I have a little 3.5 year old who is completely out of control. I admit we have let him run the house a little bit as he is a little spitfire and makes things unpleasant (i.e. screams as loudly as possible) when he doesn’t get his way especially outside the home. It’s embarrassing. I usually take him home but that doesn’t seem to work. He will do it again in the future. He interrupts incessantly with adult conversations, he throws hour long screaming tantrums, and he rarely listens to instructions without arguing, dawdling or ignoring. He even often throws a fit and outright refuses! Once a really happy, cheerful and affectionate boy now has become increasingly sullen and unhappy.

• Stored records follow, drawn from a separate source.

PR #13946, opened 2019-06-10
[WIP] bpo-36402: Fix test_threading.test_threads_join_2()

vstinner:
Fix test_threading.test_threads_join_2(): run the test into a
subprocess, rather than in a subinterpreter, to avoid a race
condition.


vstinner:
I'm not sure that this fix is correct. The purpose of the test is to ensure that Py_EndInterpreter() joins properly threads: commit 7b4769937fb612d576b6829c3b834f3dd31752f1.

vstinner:
Nah, this change is plain wrong. https://bugs.python.org/issue36402 is a real bug, this change only hides it. PR #13948 is the good fix.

How do I take back control? It seems nothing we do works. The tantrums are bigger than ever!
I have read some questions and answers here which recommend tickets and charts. Do you recommend them at all for this age? I’ve been holding off as he seems a bit young. But we need to do something! Even my very patient husband is at his wit's end. Any thoughts?
Wow- it sounds like you've got a bit of work cut out for you, but don't be nervous. With calm and consistent leadership, you can have a happy and obedient child. I don't know if you are familiar with what John describes as seasons of parenting? In season #1- the family pretty much revolves around the child and his needs. This is a period from infancy up to the child's SECOND birthday. By the time your little one turns two, you should be transitioning into the 2nd season of parenthood. During season 2, the child learns that he isn't actually the center of the family- that his parents are. He begins to be discipled (disciplined) to become more like his parents (a functional, respectful member of the community). When parents fail to grow into the second season of parenthood, they are left with selfish, ill mannered, demanding little tyrants. These poor children never grow out of toddlerhood! I'm sure you've even met some parents of teenagers who are still stuck in season one of parenthood? They have teens who think the world revolves around them, the rules don't apply to them and that everyone else was put into their world to serve them. Is that the kind of teenager you want? Then move into season two now.
As far as addressing specific behavior issues, "The Well Behaved Child" is an excellent book which explains the ticket system, charts, strikes, etc. To answer your question, no- your child is not too young to be disciplined. The key to any discipline is that you don't see it as a method, but as a permanent change in YOUR behavior. Your focus needs to be on leadership, not relationship. If you think that using the ticket system will solve your problems, you will soon abandoned the method and declare that it doesn't work. Until you shift the dynamic of your family into one that is parent-centered, any discipline method you attempt to implement will fail.